__WORK ORDER__.
Find each line of the entries with the string "doesn", please, and copy it.

[[ SUPPLIED ENTRIES, beginning ]]

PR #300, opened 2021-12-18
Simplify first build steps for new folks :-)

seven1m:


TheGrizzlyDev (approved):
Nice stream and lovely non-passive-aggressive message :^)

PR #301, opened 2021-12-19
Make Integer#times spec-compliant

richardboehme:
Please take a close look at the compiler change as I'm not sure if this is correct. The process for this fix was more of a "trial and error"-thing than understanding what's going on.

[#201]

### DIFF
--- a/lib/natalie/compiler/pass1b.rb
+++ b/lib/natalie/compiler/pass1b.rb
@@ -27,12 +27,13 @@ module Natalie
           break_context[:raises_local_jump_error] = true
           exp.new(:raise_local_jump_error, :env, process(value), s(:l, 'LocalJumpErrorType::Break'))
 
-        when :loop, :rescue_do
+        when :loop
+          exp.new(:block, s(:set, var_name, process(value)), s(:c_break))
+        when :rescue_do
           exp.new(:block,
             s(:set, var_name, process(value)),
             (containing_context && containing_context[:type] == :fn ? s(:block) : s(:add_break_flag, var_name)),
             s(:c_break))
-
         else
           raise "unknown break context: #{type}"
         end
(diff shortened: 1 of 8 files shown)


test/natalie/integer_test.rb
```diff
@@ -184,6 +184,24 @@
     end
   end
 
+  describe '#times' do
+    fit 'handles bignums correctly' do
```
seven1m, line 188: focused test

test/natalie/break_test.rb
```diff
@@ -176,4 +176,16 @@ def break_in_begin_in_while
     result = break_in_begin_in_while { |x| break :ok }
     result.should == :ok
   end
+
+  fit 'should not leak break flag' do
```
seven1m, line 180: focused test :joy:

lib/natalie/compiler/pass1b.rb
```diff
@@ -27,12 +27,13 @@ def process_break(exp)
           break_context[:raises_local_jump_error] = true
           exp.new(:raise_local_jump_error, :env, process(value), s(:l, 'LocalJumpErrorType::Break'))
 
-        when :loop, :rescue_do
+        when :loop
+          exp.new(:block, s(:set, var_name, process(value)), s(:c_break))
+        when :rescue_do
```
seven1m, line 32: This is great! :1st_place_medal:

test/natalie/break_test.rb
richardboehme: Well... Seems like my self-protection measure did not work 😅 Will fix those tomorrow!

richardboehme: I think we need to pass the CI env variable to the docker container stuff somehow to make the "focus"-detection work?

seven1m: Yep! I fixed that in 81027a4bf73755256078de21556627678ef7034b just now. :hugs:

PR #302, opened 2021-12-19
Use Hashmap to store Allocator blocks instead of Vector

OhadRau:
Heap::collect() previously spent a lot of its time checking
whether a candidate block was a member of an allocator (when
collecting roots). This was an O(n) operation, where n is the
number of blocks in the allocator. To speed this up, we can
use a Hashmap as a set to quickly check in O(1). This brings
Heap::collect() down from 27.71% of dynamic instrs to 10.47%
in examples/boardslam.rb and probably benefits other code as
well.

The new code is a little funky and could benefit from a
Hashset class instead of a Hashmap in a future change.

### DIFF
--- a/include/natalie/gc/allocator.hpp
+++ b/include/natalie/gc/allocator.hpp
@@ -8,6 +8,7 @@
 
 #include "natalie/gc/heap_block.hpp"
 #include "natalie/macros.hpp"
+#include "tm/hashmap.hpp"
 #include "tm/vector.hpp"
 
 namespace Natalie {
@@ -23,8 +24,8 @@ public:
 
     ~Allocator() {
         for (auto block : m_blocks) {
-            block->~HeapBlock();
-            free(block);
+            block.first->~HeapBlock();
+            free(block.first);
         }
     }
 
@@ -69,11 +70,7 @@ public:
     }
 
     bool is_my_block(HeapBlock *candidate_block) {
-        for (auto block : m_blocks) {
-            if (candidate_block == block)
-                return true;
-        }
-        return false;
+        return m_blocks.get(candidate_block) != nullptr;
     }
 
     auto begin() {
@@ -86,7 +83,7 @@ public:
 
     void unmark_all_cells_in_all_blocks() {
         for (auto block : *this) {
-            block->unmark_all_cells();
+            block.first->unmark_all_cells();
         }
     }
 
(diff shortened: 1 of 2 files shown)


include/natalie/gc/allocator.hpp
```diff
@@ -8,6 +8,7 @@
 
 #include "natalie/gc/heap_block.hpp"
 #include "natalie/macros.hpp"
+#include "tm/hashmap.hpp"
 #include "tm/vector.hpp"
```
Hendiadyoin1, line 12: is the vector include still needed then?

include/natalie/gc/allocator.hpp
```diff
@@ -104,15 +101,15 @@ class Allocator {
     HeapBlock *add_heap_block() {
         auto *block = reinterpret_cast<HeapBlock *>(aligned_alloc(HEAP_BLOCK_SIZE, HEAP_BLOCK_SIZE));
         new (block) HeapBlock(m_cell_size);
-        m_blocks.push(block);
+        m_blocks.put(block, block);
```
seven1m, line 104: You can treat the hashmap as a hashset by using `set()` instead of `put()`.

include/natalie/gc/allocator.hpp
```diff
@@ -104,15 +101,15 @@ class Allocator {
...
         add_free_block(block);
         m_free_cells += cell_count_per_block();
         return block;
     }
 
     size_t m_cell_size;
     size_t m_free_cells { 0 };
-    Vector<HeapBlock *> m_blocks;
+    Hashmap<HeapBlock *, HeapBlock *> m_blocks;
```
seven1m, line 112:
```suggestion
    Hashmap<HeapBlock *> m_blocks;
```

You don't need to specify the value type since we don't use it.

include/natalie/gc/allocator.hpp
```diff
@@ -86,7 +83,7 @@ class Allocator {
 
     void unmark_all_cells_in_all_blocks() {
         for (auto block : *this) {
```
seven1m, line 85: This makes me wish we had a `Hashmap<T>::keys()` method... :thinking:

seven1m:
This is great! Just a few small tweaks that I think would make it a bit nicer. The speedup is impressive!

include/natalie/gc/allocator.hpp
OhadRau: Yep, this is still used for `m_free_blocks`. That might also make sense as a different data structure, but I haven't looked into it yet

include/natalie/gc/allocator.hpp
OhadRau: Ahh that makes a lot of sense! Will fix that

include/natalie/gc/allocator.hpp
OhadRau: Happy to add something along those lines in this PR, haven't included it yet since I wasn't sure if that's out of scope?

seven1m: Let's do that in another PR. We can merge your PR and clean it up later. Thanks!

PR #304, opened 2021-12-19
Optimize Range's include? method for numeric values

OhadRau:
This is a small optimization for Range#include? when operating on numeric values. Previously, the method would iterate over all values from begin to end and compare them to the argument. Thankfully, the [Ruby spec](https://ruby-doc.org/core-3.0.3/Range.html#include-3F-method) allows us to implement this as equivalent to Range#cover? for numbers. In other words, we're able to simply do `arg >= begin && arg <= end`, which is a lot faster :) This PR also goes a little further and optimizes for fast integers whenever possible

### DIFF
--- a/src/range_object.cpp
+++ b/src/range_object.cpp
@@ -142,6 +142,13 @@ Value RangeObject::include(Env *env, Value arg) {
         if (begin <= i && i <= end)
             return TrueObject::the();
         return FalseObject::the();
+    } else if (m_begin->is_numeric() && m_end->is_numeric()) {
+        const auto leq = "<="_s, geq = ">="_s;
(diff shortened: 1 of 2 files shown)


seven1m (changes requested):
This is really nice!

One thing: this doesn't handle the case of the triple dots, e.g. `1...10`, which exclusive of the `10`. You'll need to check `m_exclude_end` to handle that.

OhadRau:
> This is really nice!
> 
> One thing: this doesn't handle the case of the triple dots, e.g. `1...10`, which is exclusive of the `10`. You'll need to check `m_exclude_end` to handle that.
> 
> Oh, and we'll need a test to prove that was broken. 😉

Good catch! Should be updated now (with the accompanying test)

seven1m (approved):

[[ SUPPLIED ENTRIES, end ]]

__ANSWER BOX__.
One thing: this doesn't handle the case of the triple dots, e.g. `1...10`, which exclusive of the `10`. You'll need to check `m_exclude_end` to handle that.
> One thing: this doesn't handle the case of the triple dots, e.g. `1...10`, which is exclusive of the `10`. You'll need to check `m_exclude_end` to handle that.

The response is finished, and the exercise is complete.